Definition
A set of five aircraft groupings (A through E) defined by approach speed (1.3 times the stall speed in landing configuration at maximum certificated landing weight, or VREF if specified) that determine the applicable circling approach minimums on an instrument approach chart. Category A covers speeds below 91 knots, B covers 91 to 120 knots, C covers 121 to 140 knots, D covers 141 to 165 knots, and E covers 166 knots or more. The pilot must use the minimums for the category corresponding to the actual approach speed flown, and if a higher speed is used, the higher category's minimums apply.
Plain English
Aircraft are sorted into speed groups for circling approaches. Faster aircraft need more room to maneuver, so they get higher minimum altitudes and visibility requirements. You use the group that matches the speed you are actually flying.
Context Anchor
Seen on instrument approach charts when choosing circling minimums for an aircraft during an instrument approach that ends with visual maneuvering to a runway.
Why Pilots Care
Determines the exact circling radius and minimums, directly affecting whether the approach can be completed safely in the reported weather.
Grounding Statement
A faster airplane covers more ground while turning, so it needs a wider safe area around the airport during a circling approach.
Intuition Check
Do not treat the category as a skill level or aircraft size label.
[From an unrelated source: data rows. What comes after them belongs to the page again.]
PR #143, opened 2020-04-23
SWEDEN: Hide Cohorts and Race/Ethnicity

MikeD-ZOE:
Both using a country-specific feature flag.

* Skip over the cohort screen (Population Studies, Your Clinical Study) in the StartPatient screenflow if the `enableCohorts` flag is false
* Add `showEthnicityQuestion` and `showRaceQuestion` feature flags, and disable both for Sweden.

I'm not happy with the async dependency on get country to get the  config file. It just means having to use component state to populate the values when they are retrieved. Otherwise we hit a race-condition, because render doesn't wait for componentDidMount'ed promise.

Also, props.navigation might be stateful, even though it just looks like a group of methods. So maybe passing it in on the SplashScreen is insufficient, and we need to pass it in on each component. running `Navigator.replaceScreen` had issues without passing in the more recent props.navigation.

### DIFF
--- a/src/features/patient/AboutYouScreen.tsx
+++ b/src/features/patient/AboutYouScreen.tsx
@@ -22,9 +22,6 @@ import {CheckboxItem, CheckboxList} from "../../components/Checkbox";
 import {cloneDeep} from 'lodash';
 
 
-
-const PICKER_WIDTH = (Platform.OS === 'ios') ? undefined : '100%';
-
 const initialFormValues = {
     yearOfBirth: "",
     sex: "",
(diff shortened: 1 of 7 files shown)


src/features/patient/AboutYouScreen.tsx
```diff
@@ -90,21 +87,35 @@ type AboutYouProps = {
...
 
 
 export default class AboutYouScreen extends Component<AboutYouProps, State> {
-
     constructor(props: AboutYouProps) {
         super(props);
         this.state = initialState;
     }
 
+    async componentDidMount() {
```
jamesbrooks94, line 110: Why not migrate this to a arrow function 
https://dev.to/trentyang/replace-lifecycle-with-hooks-in-react-3d4n#componentdidmount

You can replace componentDidMount with useEffect, then set the state based on the response!

MikeD-ZOE: Thanks for the comment and your participation!

I've tried out React hooks recently, I liked what I saw. But internally we've standardised on the class-based way for React-Native, to keep the pre-knowledge-barrier low so our current team of developers can help out too. With that we've had Python developers and native mobile app developers able to jump in and build functionality in a fairly short period of time.

You are right, a global Context object feels like the next refactoring step, for the very reasons you lay out. :-)

jamesbrooks94: OK no problem, good to know for future PR's :)

PR #147, opened 2020-04-23
chore(Types): Improve types on YourWorkScreen and migrate Passwords to arrow fns

jamesbrooks94:


src/CovidApp.tsx
```diff
@@ -1,142 +1,274 @@
...
-                        width: Dimensions.get("screen").width,
-                    }}>
-                        <Drawer.Screen name="Main" component={this.mainNavStack}/>
-                    </Drawer.Navigator>
-                </NavigationContainer>
-            </Root>
-        );
-    }
+  render() {
+    if (!this.state.fontLoaded) return <View />;
```
JoshElgar, line 73: Can return null or </> in general if you don't want anything to render

jamesbrooks94: Missed this, was part of a refactor :)

Issue #91, opened 2020-04-15
Progress loader styling issues


livalana:
Progress loader should be 2px thick (in build it's 5px). The loader colour should be #A10056 (same as links colour)

![image](https://user-images.githubusercontent.com/12391240/79329012-e830bf80-7f0e-11ea-80e7-fb655ee1950a.png)

PR #149, opened 2020-04-23
fix(Progress Loader): Fix progress loader height

jamesbrooks94:
Fixes https://github.com/zoe/covid-tracker-react-native/issues/91


jamesbrooks94:
> Thanks James.
> #91 also mentions the color being the wrong one, is that something you could append to this PR maybe?

I missed that, updated :)

Issue #34, opened 2020-04-07
Signup / Login not working with password managers


selvach:

louiechristie:
I did manage to use 1Password to sign up on the production app, but with a couple of small issues.

Environment:
App: COVID Symptom Study version 1.9 (Production App Store App)
Password manager: 1Password 7.5.2
OS: iOS 13.4.1
Browser: Safari

Issues:

1. In 1Password when clicking Create Login, the name of the app, and the website were not auto populated.
1. When logging in to 1Password with password (Face ID works ok) intermittently the keyboard overlaid the password box, blocking view. But I don't think this is an issue with COVID app, think that is an issue with Safari, iOS or 1Password.

PR #160, opened 2020-04-24
fix(Password managers): Attempt to fix password managers on iOS

jamesbrooks94:
# Description

Attempt to fix password managers not saving credentials on iOS. Struggling to get this working in a non-production environment. This could fix https://github.com/zoe/covid-tracker-react-native/issues/34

For circling approaches, the category is mainly about the speed you will use, because speed determines how much room the airplane needs to turn safely.
Example Sentence 1
Because we planned to fly the circling approach at 125 knots, we used the Category C minimums instead of Category B.
Example Sentence 2
Because the aircraft was in Category C, the protected circling area extended farther from the runway than a Category A airplane would require.